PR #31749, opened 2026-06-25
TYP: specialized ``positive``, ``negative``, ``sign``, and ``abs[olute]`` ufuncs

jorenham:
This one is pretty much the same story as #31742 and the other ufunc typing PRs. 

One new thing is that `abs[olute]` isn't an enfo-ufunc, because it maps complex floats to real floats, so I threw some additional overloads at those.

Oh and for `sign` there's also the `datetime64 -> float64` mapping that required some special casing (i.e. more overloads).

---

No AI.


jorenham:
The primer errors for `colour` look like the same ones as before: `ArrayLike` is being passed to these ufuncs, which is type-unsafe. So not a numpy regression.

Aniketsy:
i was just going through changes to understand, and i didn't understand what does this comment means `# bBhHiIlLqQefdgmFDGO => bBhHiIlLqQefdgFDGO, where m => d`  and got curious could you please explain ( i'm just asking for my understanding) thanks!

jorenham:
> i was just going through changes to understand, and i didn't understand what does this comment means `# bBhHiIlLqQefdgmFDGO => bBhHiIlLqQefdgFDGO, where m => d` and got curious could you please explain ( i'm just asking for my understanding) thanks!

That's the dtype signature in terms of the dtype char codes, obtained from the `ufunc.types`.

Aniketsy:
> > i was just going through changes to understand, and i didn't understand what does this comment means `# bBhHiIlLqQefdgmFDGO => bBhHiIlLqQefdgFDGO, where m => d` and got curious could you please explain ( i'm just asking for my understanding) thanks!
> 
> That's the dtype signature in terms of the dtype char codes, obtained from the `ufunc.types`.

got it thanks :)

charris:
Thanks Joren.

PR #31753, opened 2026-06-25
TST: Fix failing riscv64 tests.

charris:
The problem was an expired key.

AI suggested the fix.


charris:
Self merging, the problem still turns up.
——————
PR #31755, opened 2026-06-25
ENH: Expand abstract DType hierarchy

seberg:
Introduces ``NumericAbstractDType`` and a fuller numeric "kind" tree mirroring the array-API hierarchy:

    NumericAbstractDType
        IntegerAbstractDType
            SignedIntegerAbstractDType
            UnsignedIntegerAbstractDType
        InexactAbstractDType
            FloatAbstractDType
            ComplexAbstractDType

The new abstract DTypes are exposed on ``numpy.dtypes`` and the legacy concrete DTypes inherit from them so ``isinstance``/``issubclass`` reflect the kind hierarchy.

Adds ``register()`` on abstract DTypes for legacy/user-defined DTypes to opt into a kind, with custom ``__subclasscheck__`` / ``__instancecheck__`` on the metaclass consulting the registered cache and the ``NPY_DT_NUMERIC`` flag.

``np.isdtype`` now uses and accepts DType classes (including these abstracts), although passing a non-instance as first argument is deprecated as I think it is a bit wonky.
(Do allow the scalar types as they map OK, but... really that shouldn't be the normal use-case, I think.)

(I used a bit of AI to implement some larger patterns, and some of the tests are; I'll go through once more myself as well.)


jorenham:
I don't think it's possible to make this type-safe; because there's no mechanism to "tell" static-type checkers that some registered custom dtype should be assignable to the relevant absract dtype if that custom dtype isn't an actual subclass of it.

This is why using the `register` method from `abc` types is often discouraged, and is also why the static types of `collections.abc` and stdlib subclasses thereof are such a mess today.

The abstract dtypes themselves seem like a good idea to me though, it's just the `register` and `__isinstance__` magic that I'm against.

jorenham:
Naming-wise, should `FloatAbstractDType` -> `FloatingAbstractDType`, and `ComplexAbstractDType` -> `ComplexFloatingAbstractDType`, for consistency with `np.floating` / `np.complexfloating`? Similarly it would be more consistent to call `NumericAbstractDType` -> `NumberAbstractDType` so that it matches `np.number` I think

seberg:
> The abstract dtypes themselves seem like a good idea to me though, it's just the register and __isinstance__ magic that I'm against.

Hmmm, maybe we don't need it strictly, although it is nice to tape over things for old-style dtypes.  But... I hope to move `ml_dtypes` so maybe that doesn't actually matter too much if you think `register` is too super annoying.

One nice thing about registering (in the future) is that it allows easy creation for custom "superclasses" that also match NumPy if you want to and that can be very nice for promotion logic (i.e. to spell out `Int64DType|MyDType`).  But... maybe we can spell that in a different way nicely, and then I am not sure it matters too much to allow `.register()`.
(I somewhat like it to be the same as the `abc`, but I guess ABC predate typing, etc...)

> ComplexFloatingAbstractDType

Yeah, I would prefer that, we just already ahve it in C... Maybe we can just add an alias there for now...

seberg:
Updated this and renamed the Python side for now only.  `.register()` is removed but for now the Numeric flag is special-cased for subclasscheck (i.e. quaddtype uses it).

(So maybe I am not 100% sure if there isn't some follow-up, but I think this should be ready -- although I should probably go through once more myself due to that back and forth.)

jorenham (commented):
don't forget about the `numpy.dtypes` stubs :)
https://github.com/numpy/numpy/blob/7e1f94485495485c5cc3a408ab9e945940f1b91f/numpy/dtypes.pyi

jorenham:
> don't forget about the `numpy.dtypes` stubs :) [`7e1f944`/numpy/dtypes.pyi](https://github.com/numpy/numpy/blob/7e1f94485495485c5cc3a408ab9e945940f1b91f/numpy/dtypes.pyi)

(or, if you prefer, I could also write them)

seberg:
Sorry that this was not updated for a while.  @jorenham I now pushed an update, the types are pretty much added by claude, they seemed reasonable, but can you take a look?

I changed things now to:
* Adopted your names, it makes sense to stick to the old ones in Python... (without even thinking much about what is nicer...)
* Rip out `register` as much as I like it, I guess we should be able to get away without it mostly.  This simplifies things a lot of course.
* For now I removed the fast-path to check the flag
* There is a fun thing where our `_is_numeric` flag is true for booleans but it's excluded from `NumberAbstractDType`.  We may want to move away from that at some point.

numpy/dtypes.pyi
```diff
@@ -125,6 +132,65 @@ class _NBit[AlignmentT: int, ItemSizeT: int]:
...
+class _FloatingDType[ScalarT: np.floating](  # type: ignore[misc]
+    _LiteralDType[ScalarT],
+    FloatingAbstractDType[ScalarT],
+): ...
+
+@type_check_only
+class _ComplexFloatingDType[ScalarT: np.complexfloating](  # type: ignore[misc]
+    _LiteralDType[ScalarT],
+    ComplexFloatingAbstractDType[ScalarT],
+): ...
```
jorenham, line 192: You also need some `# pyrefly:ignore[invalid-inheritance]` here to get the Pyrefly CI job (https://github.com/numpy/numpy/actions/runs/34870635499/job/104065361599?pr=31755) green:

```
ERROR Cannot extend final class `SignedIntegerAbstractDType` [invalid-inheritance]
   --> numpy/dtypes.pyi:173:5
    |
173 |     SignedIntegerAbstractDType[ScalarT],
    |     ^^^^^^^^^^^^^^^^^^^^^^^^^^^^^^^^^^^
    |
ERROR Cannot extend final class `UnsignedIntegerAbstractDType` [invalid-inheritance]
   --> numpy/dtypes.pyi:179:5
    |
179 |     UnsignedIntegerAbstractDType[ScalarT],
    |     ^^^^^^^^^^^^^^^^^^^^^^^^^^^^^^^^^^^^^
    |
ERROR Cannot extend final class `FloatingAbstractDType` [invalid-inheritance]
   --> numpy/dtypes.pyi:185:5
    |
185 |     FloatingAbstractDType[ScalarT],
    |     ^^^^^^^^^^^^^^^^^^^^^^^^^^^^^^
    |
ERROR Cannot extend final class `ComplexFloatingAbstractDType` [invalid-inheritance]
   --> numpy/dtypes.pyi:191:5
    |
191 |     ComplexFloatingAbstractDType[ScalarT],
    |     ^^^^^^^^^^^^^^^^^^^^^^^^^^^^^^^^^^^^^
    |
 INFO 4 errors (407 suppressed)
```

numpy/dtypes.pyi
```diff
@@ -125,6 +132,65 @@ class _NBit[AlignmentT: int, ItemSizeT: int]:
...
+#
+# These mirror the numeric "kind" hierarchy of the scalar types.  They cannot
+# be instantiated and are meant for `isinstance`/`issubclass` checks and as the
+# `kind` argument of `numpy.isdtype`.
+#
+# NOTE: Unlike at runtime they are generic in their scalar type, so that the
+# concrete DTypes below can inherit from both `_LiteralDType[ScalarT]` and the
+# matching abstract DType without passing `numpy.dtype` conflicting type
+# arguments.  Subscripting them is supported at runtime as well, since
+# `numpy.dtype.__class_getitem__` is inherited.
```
——————
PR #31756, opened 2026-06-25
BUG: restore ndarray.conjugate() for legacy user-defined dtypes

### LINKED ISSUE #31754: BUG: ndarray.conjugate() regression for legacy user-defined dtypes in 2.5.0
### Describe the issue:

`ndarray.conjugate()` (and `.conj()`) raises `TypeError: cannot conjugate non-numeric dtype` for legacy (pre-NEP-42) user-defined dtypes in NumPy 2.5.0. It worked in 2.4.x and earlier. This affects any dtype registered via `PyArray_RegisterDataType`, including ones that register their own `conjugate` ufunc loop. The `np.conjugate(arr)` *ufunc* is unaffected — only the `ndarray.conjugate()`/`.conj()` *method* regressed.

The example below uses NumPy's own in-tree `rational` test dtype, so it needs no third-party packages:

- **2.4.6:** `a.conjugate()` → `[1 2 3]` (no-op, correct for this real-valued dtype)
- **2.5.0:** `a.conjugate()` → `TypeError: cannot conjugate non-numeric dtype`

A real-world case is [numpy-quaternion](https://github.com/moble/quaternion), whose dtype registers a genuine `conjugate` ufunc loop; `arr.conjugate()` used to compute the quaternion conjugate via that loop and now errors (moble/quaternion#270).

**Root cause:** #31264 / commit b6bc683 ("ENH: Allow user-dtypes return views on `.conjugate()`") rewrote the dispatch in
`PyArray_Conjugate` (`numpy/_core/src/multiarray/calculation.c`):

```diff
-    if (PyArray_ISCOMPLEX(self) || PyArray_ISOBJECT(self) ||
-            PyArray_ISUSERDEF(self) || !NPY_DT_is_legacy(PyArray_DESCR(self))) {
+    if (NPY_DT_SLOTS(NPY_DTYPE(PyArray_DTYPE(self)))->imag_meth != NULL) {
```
——————
YOUR TASK: Find each line of the data above that holds the word "FloatAbstractDType", then copy it.

ANSWER SPACE:
            FloatAbstractDType
Naming-wise, should `FloatAbstractDType` -> `FloatingAbstractDType`, and `ComplexAbstractDType` -> `ComplexFloatingAbstractDType`, for consistency with `np.floating` / `np.complexfloating`? Similarly it would be more consistent to call `NumericAbstractDType` -> `NumberAbstractDType` so that it matches `np.number` I think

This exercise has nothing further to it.